Benjamin Ward

Personal information
- Full name: Benjamin Ward
- Born: 27 November 1998 (age 27)
- Batting: Right-handed
- Bowling: Right-arm legbreak
- Role: All-rounder

International information
- National side: Jersey;
- ODI debut (cap 11): 27 March 2023 v Canada
- Last ODI: 30 March 2023 v Namibia
- T20I debut (cap 14): 15 June 2019 v Guernsey
- Last T20I: 23 May 2026 v Guernsey

Career statistics
| Competition | ODI | T20I | LA |
| Matches | 5 | 48 | 9 |
| Runs scored | 75 | 644 | 106 |
| Batting average | 18.75 | 25.76 | 15.14 |
| 100s/50s | 0/0 | 0/1 | 0/0 |
| Top score | 46 | 58* | 46 |
| Balls bowled | 241 | 1,027 | 385 |
| Wickets | 6 | 66 | 11 |
| Bowling average | 36.83 | 14.75 | 33.36 |
| 5 wickets in innings | 0 | 0 | 0 |
| 10 wickets in match | 0 | 0 | 0 |
| Best bowling | 4/39 | 4/6 | 4/39 |
| Catches/stumpings | 3/– | 17/– | 3/– |
- Source: ESPNcricinfo, 24 May 2026

= Benjamin Ward (cricketer) =

Jersey cricketer (born 1998)

Benjamin Ward (born 27 November 1998) is a Jersey international cricketer.

==Career==
In May 2019, he was named in Jersey's squad for the Regional Finals of the 2018–19 ICC T20 World Cup Europe Qualifier tournament in Guernsey. He made his Twenty20 International (T20I) debut in the opening match of the competition on 15 June 2019 against the host nation Guernsey.

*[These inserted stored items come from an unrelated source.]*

PR #135, opened 2016-07-05
Support VRLayer bounds configuration

brianchirls:
- support calls to `requestPresent` when already presenting, to update layer config
- update distorter dimensions on vrdisplaypresentchange
- copy VRLayer config so it's not accidentally overwritten

There is a test example here http://output.jsbin.com/fohuqen

I have submitted a [pull request at three.js](https://github.com/mrdoob/three.js/pull/9290) to make `VREffect` correctly handle changing `VRLayer` bounds, and the example above uses that code. However, this pull request is not strictly dependent on it, so you shouldn't need to wait for the next three.js to merge.

### DIFF
--- a/build/webvr-polyfill.js
+++ b/build/webvr-polyfill.js
@@ -1113,6 +1113,9 @@ var WakeLock = _dereq_('./wakelock.js');
 var nextDisplayId = 1000;
 var hasShowDeprecationWarning = false;
 
+var defaultLeftBounds = [0, 0, 0.5, 1];
+var defaultRightBounds = [0.5, 0, 0.5, 1];
+
 /**
  * The base class for all VR displays.
  */
@@ -1244,10 +1247,7 @@ VRDisplay.prototype.removeFullscreenWrapper = function() {
 };
 
 VRDisplay.prototype.requestPresent = function(layers) {
-  if (this.isPresenting) {
-    console.error('Already presenting!');
-    return;
-  }
+  var wasPresenting = this.isPresenting;
   var self = this;
 
   if (!(layers instanceof Array)) {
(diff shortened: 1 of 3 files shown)


build/webvr-polyfill.js
```diff
@@ -1269,7 +1269,51 @@ VRDisplay.prototype.requestPresent = function(layers) {
...
+          changed = true;
+        }
+        if (layer.rightBounds[i] !== rightBounds[i]) {
+          layer.rightBounds[i] = rightBounds[i];
+          changed = true;
+        }
+      }
+
+      if (changed) {
+        self.fireVRDisplayPresentChange_();
```
toji: I'm not sure this is the desired behavior (though the spec is definitely ambiguous about it.) I think we only want to fire the event when we start presenting and end presenting. Even changing sources is probably not cause to fire it.

brianchirls: This is how the browser currently behaves, so I'm copying that. Although, I don't know for sure if the browser fires the event when `requestPresent` has been called with all identical values - I just did it here to err on the side of efficiency.

But the browser definitely does currently fire the event when those values change, which is why my example is able to work at all. Even we decide not to fire `vrdisplaypresentchange`, there should be some other event to determine when the parameters change. I don't want to have to query these values on every single frame.

For reference: https://github.com/w3c/webvr/issues/23

toji:
Fair enough. LGTM for now, with some spec clarification needed later. Fortunately the apps that need to be robust to redundant `presentchange` events are the ones that are requesting them in the first place, so maybe it's a non-issue. :)

brianchirls:
Cool.

I think we all need to be encouraging code that is idempotent so it's as robust as possible. There are a lot of weird state changes going on, especially in and around the polyfill. Fortunately, most of the event listeners I've seen already check - for example - the state of `isPresenting`, because the event sometimes fires twice anyway, depending on how it's set up.

brianchirls:
Friendly bump.

borismus:
Right, sorry. Just returned from two week vacation.

brianchirls:
Oh, right. Vacation. I had to look that one up. Sounds nice. Hope you had a good time.

Thanks for merging.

Ward was a member of Jersey's squad for the 2019 ICC T20 World Cup Qualifier tournament in the United Arab Emirates. He made his List A debut on 16 February 2020, for Boland in the 2019–20 CSA Provincial One-Day Challenge in South Africa.

In October 2021, Ward was named in Jersey's T20I squad for the Regional Final of the 2021 ICC Men's T20 World Cup Europe Qualifier tournament.

In March 2023, he was named in Jersey's squad for the 2023 Cricket World Cup Qualifier Play-off. He made his One Day International (ODI) debut on 27 March 2023, for Jersey against Canada in that tournament.

During the 2024–25 ICC Men's T20 World Cup Europe Qualifier in Germany in July 2024, Ward took four wickets for just six runs in the group stage match against Switzerland. Later in the event he bagged four wickets for 12 runs against Belgium. Ward took 3/9 in the final against Norway as Jersey won by six wickets. He was named man-of-the-match in the final and overall player of the tournament.

Ward was included in the Jersey squad for the 2025 Men's T20 World Cup Europe Regional Final in the Netherlands.

He was part of the Jersey squad for the 2026 Men's T20 World Cup Europe Sub-regional Qualifier A in Cyprus. During his team's first group stage match against Switzerland, Ward took 3/10 and was named man-of-the-match in a nine-wicket win.

On 5 September 2026, Ward took 2/24 and scored 82 not out as Jersey defeated Guernsey by five wickets in the annual 50-over Inter-Insular Trophy match at Grainville.